Comparative Example Styrene beads (specific gravity 0.025) were heated to form a primary (foamed) material, then a secondary foam and carbon powder 105
g and adhesive (epoxy emulsion) 262.5 g
The mixture was mixed and stirred, put into a mold having a volume of 1,751 cm, and then heated to cause secondary foaming to produce a radio wave absorber having the same shape as the above example.
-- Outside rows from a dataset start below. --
PR #7589, opened 2024-10-25
Fix #7575: Check if variables are generalizable in builtin pragmas

### LINKED ISSUE #7575: impossible error: `variable` in `BUILTIN`
```agda
open import Agda.Builtin.Nat
variable x : Nat
{-# BUILTIN NATPLUS x #-}
```
```
src/full/Agda/TypeChecking/Rules/Application.hs:376:26 in
Agda-2.8.0-Jy3QZyfEPpVKHSr0q4RiRx:Agda.TypeChecking.Rules.Application
```
Observed when trying to find reproducers for more unusual error messages.

On Agda master branch 8dfe79ae9fc2787ce3157ab74947dcc93b3536a7.

szumixie:
Fixes #7575.

### DIFF
--- a/src/full/Agda/Syntax/Translation/ConcreteToAbstract.hs
+++ b/src/full/Agda/Syntax/Translation/ConcreteToAbstract.hs
@@ -668,11 +668,10 @@ instance ToAbstract ResolveQName where
   type AbsOfCon ResolveQName = ResolvedName
   toAbstract (ResolveQName x) = resolveName x >>= \case
     UnknownName -> notInScopeError x
-    q -> do
-      case q of
-        DefinedName _ d _ -> addGeneralizable d
-        _ -> return ()
-      return q
+    q -> q <$ addGeneralizable q
+      -- Issue #7575:
+      -- If the name is a @variable@, add it to the things we wish to generalize.
+      -- If generalization is not supported here, this will throw an error.
 
 -- | A name resolved in a pattern.
 data APatName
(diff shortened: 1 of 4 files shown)


src/full/Agda/Syntax/Translation/ConcreteToAbstract.hs
```diff
@@ -677,7 +668,11 @@ instance ToAbstract ResolveQName where
   type AbsOfCon ResolveQName = ResolvedName
   toAbstract (ResolveQName x) = resolveName x >>= \case
     UnknownName -> notInScopeError x
-    q -> return q
+    q -> do
+      case q of
+        DefinedName _ d _ -> addGeneralizable d
```
andreasabel: Mmh, I am not sure I like this side effect here.
What does it have to do with `ResolveQName`?
It seems a mere accident that this is the right place for adding a generalized variable here.
Future code changes might invalidate this _chance correctness_.

If this is the right place after all, there should be a verbal justification in form of a comment that explains why generalizable are added whenever a `ResolveQName` is further processed by the scope checker.

andreasabel (changes requested):
Thanks for the fix.

I'd like to see more justification for the appropriateness of the solution proposed here.

Caveat: I might not understand the `variable` feature very well in general.

src/full/Agda/Syntax/Translation/ConcreteToAbstract.hs
szumixie: `ResolveQName` is currently only used to scope check builtin pragmas, and it seems to me that it should behave the same way as `OldQName`, which is used when scope checking other pragmas.

Generalizable `OldQName`s are collected for later generalization whenever they're resolved, and an error is raised if they're in a place where generalization isn't supported. Since pragmas don't support generalization, generalized names always raise errors in pragmas. If `ResolveQName` were to be used in a place where generalization is supported, I feel it should also be collected for later generalization like `OldQName`.

(It might even be desirable to add `raiseWarningsOnUsage` for `ResolveQName` like for `OldQName`, so that deprecated names also raise warnings in builtin pragmas.)

Maybe `ResolveQName` could be renamed to `ResolveOldQName` to make the connection clear? Or the instance could just be turned into a local helper function.

andreasabel: > Or the instance could just be turned into a local helper function.

I turned it into a helper function.

I also added comments, please check.

andreasabel (approved):

andreasabel:
Probably squash, since later commits modify code introduced by the first commit.

src/full/Agda/Syntax/Translation/ConcreteToAbstract.hs
szumixie: Looks good to me.

PR #7607, opened 2024-11-11
CI: fix Deploy: `agda --version` now needs `Agda_datadir` to exist

andreasabel:
Since PR #7605, `runAgda` calls `getPrimitiveLibDir` to construct its initial state.

This PR might be superseded by
- #7608

### DIFF
--- a/.github/workflows/deploy.yml
+++ b/.github/workflows/deploy.yml
@@ -212,7 +212,7 @@ jobs:
         file "${{ steps.vars.outputs.bindist }}/bin/agda"
     - name: Display the version information
       run: |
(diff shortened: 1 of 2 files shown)


andreasabel:
This PR fixes the problem in the Deploy action: https://github.com/agda/agda/actions/runs/11775531786/job/32796170692#step:18:2
> Agda_datadir="Agda-nightly-e014444/data" "Agda-nightly-e014444/bin/agda" --version

However, maybe we don't merge it, so we can continue testing whether a plain `agda --version` also works (after #7608).

PR #7608, opened 2024-11-11
Fixup #7605: `agda --help` now runs in plain `IO`, not in `TCM`

andreasabel:
Since #7605, running `TCM` now needs the `Agda_datadir` to exist.
However, the alternative modes `--help`, `--version`, `--print-agda-dir` etc. should work even if the `Agda_datadir` is setup wrongly. (In particular `--print-agda-dir` is there to debug this situation.)

Thus, the alternative modes now no longer need `TCM` to be set up. They can execute in plain `IO`.


andreasabel:
Fixes Deploy action: https://github.com/agda/agda/actions/runs/11775970365/job/32797441058#step:18:2
`agda --version` does not need `Agda_datadir` to exist.

PR #7617, opened 2024-11-24
Fix de Bruijn indices in Treeless primitive translation

fredins:
For example, this program  
```haskell
{-# OPTIONS -v treeless:40 #-}

open import Agda.Builtin.Nat using (Nat; zero; suc; _+_)
open import Agda.Builtin.List using (List; []; _∷_)
open import Agda.Builtin.Strict using (primForce)

sum : Nat → List Nat → Nat
sum acc []       = acc
sum acc (x ∷ xs) = sum (primForce x _+_ acc) xs 
```
compiles to
```haskell
-- pseq.sum
d_sum_2 :: Integer -> [Integer] -> Integer
d_sum_2 v0 v1
  = case coe v1 of
      [] -> coe v0
      (:) v2 v3
        -> coe
             d_sum_2 (coe seq (coe v2) (coe addInt (coe v2)) (coe v1)) (coe v3)
      _ -> MAlonzo.RTE.mazUnreachableError                        ^^ should be v0
```

### DIFF
--- a/src/full/Agda/Compiler/Treeless/Builtin.hs
+++ b/src/full/Agda/Compiler/Treeless/Builtin.hs
@@ -94,7 +94,7 @@ transform BuiltinKit{..} = tr
         --       that it won't underflow.
 
       TApp (TDef q) (_ : _ : _ : _ : e : f : es)
-        | isForce q -> tr $ TLet e $ mkTApp (tOp PSeq (TVar 0) $ mkTApp (raise 1 f) [TVar 0]) es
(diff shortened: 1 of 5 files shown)


jespercockx:
Thank you for the PR! Could you please add a test case to `test/Compiler/simple`?

Also it would be nice if you could write a short comment for why the `raise 1` is necessary, to make it easier for future developers.

fredins:
Done! I was a bit unsure what to write but now there is something at least.

jespercockx (approved):
Thank you!

PR #8071, opened 2025-08-14
Go-to-definition in information buffer

### LINKED ISSUE #706: syntax highlighting and definition location etc. for definitions in goal/error buffer

plt-amy:
* Added `DefinitionSite`s to the `Aspects` we generate for `KnownIdent`, and a tiny bit of elisp to support going to definition from the info buffer. 
* Added name kind highlighting, automatically derived from `getConstInfo`, and definition sites, for `prettyTCM @QName` and friends.
* Added a *bunch* of missing keyword highlighting in `Concrete.Pretty`, together with an ASCII/Unicode switch for the `do`-notation arrow `←` which had been missing.

Update (Andreas): Fixes https://github.com/agda/agda/issues/706 (issue from 2012!):
- https://github.com/agda/agda/issues/706


plt-amy:
(Draft status is because I haven't rerun any test suites, but the code should be ~final.)

test/Fail/Issue1014.err
```diff
@@ -1,6 +1,6 @@
 Issue1014.agda:19.3-23.83: error: [TerminationIssue]
 Termination checking failed for the following functions:
-  NoWith.bar
+  bar
```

Results The return loss vs. frequency characteristics of the radio wave absorbers of the above examples and comparative examples are shown in FIG. 2, respectively. In the figure, the solid line shows the results of this example, and the dotted line shows the results of the comparative example (conventional example). As is clear from FIG. 2, the absorption characteristics of this example are superior to those of the comparative example over a wide range of frequencies. In addition, the molding time of the radio wave absorber of the comparative example was approximately 3
While it took about 0 minutes, in the case of this example, it took about 5 minutes.

As a result, the radio wave absorber of this example has superior radio wave absorption properties compared to the conventional carbon-containing radio wave absorber (comparative example).
It turned out that the molding time could also be significantly shortened.

(Effects of the Invention) As described above, the radio wave absorber of the present invention has excellent absorption characteristics over a wide range of frequencies compared to conventional radio wave absorbers coated with carbon powder, and the molding time is also significantly shortened. I can do it. In addition, since no carbon or adhesive is used, the molding time can be shortened and manufacturing costs can be reduced. Furthermore, there is no need to cover the surface of the molded product because there is no need to worry about getting your hands dirty even if you touch the radio wave absorber. Further, according to the present invention, it is easy to automatically supply each material when manufacturing the radio wave absorber, which has the advantage of facilitating mass production.

[Brief explanation of drawings]

FIG. 1 is a perspective view showing a radio wave absorber according to an embodiment of the present invention;
FIG. 2 is a graph showing a comparison of the absorption characteristics (reflection loss - frequency) of a radio wave absorber produced according to the method of the present invention and a conventional radio wave absorber. 1...Radio wave absorber 2...Base 3...Radio wave introduction part (/& type) Patent applicant TK Co., Ltd. Patent application agent Patent attorney Yama Megumi Moto −

Claims (2)

[Claims] (1) A radio wave absorber made of expanded polystyrene comprising a plurality of approximately triangular prism-shaped radio wave introducing portions arranged on a base, characterized in that conductive fibers are dispersed in the expanded polystyrene. (2) A process of heating the styrene beads to cause primary foaming, a process of mixing and stirring the secondary foamed styrene beads, conductive fibers, and water, and placing these mixtures in a mold and applying force. A method for manufacturing a radio wave absorber made of expanded polystyrene in which conductive fibers are dispersed, which comprises a step of performing secondary foaming by heat and molding.